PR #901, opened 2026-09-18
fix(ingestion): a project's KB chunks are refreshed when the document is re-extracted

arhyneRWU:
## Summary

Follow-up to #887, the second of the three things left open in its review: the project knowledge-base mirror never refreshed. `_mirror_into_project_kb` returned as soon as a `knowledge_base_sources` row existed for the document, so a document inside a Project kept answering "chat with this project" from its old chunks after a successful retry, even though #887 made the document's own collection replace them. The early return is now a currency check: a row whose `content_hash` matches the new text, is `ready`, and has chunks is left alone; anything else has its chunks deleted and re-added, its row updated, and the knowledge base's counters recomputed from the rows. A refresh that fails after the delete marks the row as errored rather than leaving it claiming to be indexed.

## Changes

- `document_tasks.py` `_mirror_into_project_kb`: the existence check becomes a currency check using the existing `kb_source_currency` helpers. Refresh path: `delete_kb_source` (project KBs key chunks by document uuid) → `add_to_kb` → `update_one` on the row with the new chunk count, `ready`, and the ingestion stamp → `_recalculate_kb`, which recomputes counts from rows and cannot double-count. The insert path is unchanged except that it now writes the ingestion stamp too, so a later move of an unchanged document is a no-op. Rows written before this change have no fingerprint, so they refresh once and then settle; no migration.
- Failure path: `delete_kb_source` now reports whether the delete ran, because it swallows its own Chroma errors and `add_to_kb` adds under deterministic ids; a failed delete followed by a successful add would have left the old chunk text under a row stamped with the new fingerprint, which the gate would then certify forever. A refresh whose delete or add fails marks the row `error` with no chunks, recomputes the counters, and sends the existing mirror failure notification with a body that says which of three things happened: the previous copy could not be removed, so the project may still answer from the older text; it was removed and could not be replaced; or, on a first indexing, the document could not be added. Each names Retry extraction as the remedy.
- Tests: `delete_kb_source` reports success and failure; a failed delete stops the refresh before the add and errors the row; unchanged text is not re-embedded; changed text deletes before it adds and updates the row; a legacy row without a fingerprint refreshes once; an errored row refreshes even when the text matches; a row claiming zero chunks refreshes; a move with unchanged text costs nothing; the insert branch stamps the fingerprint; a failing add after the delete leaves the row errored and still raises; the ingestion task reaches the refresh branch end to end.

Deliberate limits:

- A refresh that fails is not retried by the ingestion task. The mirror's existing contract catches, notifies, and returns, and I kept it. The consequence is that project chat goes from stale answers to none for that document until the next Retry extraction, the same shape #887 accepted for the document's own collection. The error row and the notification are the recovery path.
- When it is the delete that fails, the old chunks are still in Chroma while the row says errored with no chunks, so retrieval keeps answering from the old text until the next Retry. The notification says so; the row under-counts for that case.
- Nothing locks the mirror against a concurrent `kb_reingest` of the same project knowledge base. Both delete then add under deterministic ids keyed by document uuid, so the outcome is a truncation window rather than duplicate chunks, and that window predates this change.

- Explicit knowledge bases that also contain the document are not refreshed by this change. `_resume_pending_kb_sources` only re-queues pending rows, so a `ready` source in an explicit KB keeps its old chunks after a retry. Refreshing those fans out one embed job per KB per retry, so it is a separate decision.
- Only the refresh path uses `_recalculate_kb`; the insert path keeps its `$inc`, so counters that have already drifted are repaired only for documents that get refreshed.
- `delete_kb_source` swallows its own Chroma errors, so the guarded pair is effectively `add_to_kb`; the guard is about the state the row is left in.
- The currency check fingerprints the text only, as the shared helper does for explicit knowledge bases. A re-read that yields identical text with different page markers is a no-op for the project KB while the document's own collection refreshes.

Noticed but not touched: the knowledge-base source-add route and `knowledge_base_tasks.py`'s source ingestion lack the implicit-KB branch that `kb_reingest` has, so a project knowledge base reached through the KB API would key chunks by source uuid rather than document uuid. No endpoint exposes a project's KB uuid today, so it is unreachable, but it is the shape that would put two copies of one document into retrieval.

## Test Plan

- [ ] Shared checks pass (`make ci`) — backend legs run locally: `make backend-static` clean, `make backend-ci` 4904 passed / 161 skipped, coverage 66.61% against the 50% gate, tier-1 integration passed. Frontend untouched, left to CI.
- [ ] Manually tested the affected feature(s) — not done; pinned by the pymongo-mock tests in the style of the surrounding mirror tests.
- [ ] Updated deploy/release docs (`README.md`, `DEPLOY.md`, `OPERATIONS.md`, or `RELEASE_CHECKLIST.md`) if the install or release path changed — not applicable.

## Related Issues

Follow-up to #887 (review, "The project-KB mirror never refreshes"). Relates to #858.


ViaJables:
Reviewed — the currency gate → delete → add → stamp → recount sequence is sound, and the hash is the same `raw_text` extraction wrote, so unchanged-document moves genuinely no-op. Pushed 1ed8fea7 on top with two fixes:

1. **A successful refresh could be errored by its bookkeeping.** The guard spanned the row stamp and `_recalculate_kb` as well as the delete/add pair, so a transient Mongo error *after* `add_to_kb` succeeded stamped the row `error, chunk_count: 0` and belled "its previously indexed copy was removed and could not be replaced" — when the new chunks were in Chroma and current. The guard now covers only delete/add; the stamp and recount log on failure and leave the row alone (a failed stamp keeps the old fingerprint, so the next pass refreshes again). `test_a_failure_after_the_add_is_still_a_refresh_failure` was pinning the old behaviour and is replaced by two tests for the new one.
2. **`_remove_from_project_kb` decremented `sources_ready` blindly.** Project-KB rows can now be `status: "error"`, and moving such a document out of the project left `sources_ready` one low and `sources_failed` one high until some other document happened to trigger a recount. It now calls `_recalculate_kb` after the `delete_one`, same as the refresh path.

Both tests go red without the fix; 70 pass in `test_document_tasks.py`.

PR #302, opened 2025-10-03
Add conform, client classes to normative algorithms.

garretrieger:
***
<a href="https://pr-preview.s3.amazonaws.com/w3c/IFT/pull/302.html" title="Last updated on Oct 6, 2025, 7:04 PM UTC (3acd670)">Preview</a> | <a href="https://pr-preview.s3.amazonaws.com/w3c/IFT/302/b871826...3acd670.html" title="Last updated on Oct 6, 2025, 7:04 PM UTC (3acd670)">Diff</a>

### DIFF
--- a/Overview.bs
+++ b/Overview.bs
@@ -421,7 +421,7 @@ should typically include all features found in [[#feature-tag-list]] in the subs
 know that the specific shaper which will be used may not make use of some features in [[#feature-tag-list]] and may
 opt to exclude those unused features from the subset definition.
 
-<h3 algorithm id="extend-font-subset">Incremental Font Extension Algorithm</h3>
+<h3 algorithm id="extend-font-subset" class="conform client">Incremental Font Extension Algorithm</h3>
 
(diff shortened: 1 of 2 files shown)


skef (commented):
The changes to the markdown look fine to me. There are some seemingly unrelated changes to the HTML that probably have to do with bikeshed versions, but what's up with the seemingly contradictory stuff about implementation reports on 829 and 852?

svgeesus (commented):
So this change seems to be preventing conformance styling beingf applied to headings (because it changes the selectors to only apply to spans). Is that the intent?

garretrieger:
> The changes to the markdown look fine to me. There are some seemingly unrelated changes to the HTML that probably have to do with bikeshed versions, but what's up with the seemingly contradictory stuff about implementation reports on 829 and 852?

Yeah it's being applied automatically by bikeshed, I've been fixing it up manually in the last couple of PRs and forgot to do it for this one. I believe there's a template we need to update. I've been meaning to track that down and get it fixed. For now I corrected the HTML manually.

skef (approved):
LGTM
####
-- Work instructions --
Output the full listing exactly as given.

-- Problem solution --
PR #901, opened 2026-09-18
fix(ingestion): a project's KB chunks are refreshed when the document is re-extracted

arhyneRWU:
## Summary

Follow-up to #887, the second of the three things left open in its review: the project knowledge-base mirror never refreshed. `_mirror_into_project_kb` returned as soon as a `knowledge_base_sources` row existed for the document, so a document inside a Project kept answering "chat with this project" from its old chunks after a successful retry, even though #887 made the document's own collection replace them. The early return is now a currency check: a row whose `content_hash` matches the new text, is `ready`, and has chunks is left alone; anything else has its chunks deleted and re-added, its row updated, and the knowledge base's counters recomputed from the rows. A refresh that fails after the delete marks the row as errored rather than leaving it claiming to be indexed.

## Changes

- `document_tasks.py` `_mirror_into_project_kb`: the existence check becomes a currency check using the existing `kb_source_currency` helpers. Refresh path: `delete_kb_source` (project KBs key chunks by document uuid) → `add_to_kb` → `update_one` on the row with the new chunk count, `ready`, and the ingestion stamp → `_recalculate_kb`, which recomputes counts from rows and cannot double-count. The insert path is unchanged except that it now writes the ingestion stamp too, so a later move of an unchanged document is a no-op. Rows written before this change have no fingerprint, so they refresh once and then settle; no migration.
- Failure path: `delete_kb_source` now reports whether the delete ran, because it swallows its own Chroma errors and `add_to_kb` adds under deterministic ids; a failed delete followed by a successful add would have left the old chunk text under a row stamped with the new fingerprint, which the gate would then certify forever. A refresh whose delete or add fails marks the row `error` with no chunks, recomputes the counters, and sends the existing mirror failure notification with a body that says which of three things happened: the previous copy could not be removed, so the project may still answer from the older text; it was removed and could not be replaced; or, on a first indexing, the document could not be added. Each names Retry extraction as the remedy.
- Tests: `delete_kb_source` reports success and failure; a failed delete stops the refresh before the add and errors the row; unchanged text is not re-embedded; changed text deletes before it adds and updates the row; a legacy row without a fingerprint refreshes once; an errored row refreshes even when the text matches; a row claiming zero chunks refreshes; a move with unchanged text costs nothing; the insert branch stamps the fingerprint; a failing add after the delete leaves the row errored and still raises; the ingestion task reaches the refresh branch end to end.

Deliberate limits:

- A refresh that fails is not retried by the ingestion task. The mirror's existing contract catches, notifies, and returns, and I kept it. The consequence is that project chat goes from stale answers to none for that document until the next Retry extraction, the same shape #887 accepted for the document's own collection. The error row and the notification are the recovery path.
- When it is the delete that fails, the old chunks are still in Chroma while the row says errored with no chunks, so retrieval keeps answering from the old text until the next Retry. The notification says so; the row under-counts for that case.
- Nothing locks the mirror against a concurrent `kb_reingest` of the same project knowledge base. Both delete then add under deterministic ids keyed by document uuid, so the outcome is a truncation window rather than duplicate chunks, and that window predates this change.

- Explicit knowledge bases that also contain the document are not refreshed by this change. `_resume_pending_kb_sources` only re-queues pending rows, so a `ready` source in an explicit KB keeps its old chunks after a retry. Refreshing those fans out one embed job per KB per retry, so it is a separate decision.
- Only the refresh path uses `_recalculate_kb`; the insert path keeps its `$inc`, so counters that have already drifted are repaired only for documents that get refreshed.
- `delete_kb_source` swallows its own Chroma errors, so the guarded pair is effectively `add_to_kb`; the guard is about the state the row is left in.
- The currency check fingerprints the text only, as the shared helper does for explicit knowledge bases. A re-read that yields identical text with different page markers is a no-op for the project KB while the document's own collection refreshes.

Noticed but not touched: the knowledge-base source-add route and `knowledge_base_tasks.py`'s source ingestion lack the implicit-KB branch that `kb_reingest` has, so a project knowledge base reached through the KB API would key chunks by source uuid rather than document uuid. No endpoint exposes a project's KB uuid today, so it is unreachable, but it is the shape that would put two copies of one document into retrieval.

## Test Plan

- [ ] Shared checks pass (`make ci`) — backend legs run locally: `make backend-static` clean, `make backend-ci` 4904 passed / 161 skipped, coverage 66.61% against the 50% gate, tier-1 integration passed. Frontend untouched, left to CI.
- [ ] Manually tested the affected feature(s) — not done; pinned by the pymongo-mock tests in the style of the surrounding mirror tests.
- [ ] Updated deploy/release docs (`README.md`, `DEPLOY.md`, `OPERATIONS.md`, or `RELEASE_CHECKLIST.md`) if the install or release path changed — not applicable.

## Related Issues

Follow-up to #887 (review, "The project-KB mirror never refreshes"). Relates to #858.


ViaJables:
Reviewed — the currency gate → delete → add → stamp → recount sequence is sound, and the hash is the same `raw_text` extraction wrote, so unchanged-document moves genuinely no-op. Pushed 1ed8fea7 on top with two fixes:

1. **A successful refresh could be errored by its bookkeeping.** The guard spanned the row stamp and `_recalculate_kb` as well as the delete/add pair, so a transient Mongo error *after* `add_to_kb` succeeded stamped the row `error, chunk_count: 0` and belled "its previously indexed copy was removed and could not be replaced" — when the new chunks were in Chroma and current. The guard now covers only delete/add; the stamp and recount log on failure and leave the row alone (a failed stamp keeps the old fingerprint, so the next pass refreshes again). `test_a_failure_after_the_add_is_still_a_refresh_failure` was pinning the old behaviour and is replaced by two tests for the new one.
2. **`_remove_from_project_kb` decremented `sources_ready` blindly.** Project-KB rows can now be `status: "error"`, and moving such a document out of the project left `sources_ready` one low and `sources_failed` one high until some other document happened to trigger a recount. It now calls `_recalculate_kb` after the `delete_one`, same as the refresh path.

Both tests go red without the fix; 70 pass in `test_document_tasks.py`.

PR #302, opened 2025-10-03
Add conform, client classes to normative algorithms.

garretrieger:
***
<a href="https://pr-preview.s3.amazonaws.com/w3c/IFT/pull/302.html" title="Last updated on Oct 6, 2025, 7:04 PM UTC (3acd670)">Preview</a> | <a href="https://pr-preview.s3.amazonaws.com/w3c/IFT/302/b871826...3acd670.html" title="Last updated on Oct 6, 2025, 7:04 PM UTC (3acd670)">Diff</a>

### DIFF
--- a/Overview.bs
+++ b/Overview.bs
@@ -421,7 +421,7 @@ should typically include all features found in [[#feature-tag-list]] in the subs
 know that the specific shaper which will be used may not make use of some features in [[#feature-tag-list]] and may
 opt to exclude those unused features from the subset definition.
 
-<h3 algorithm id="extend-font-subset">Incremental Font Extension Algorithm</h3>
+<h3 algorithm id="extend-font-subset" class="conform client">Incremental Font Extension Algorithm</h3>
 
(diff shortened: 1 of 2 files shown)


skef (commented):
The changes to the markdown look fine to me. There are some seemingly unrelated changes to the HTML that probably have to do with bikeshed versions, but what's up with the seemingly contradictory stuff about implementation reports on 829 and 852?

svgeesus (commented):
So this change seems to be preventing conformance styling beingf applied to headings (because it changes the selectors to only apply to spans). Is that the intent?

garretrieger:
> The changes to the markdown look fine to me. There are some seemingly unrelated changes to the HTML that probably have to do with bikeshed versions, but what's up with the seemingly contradictory stuff about implementation reports on 829 and 852?

Yeah it's being applied automatically by bikeshed, I've been fixing it up manually in the last couple of PRs and forgot to do it for this one. I believe there's a template we need to update. I've been meaning to track that down and get it fixed. For now I corrected the HTML manually.

skef (approved):
LGTM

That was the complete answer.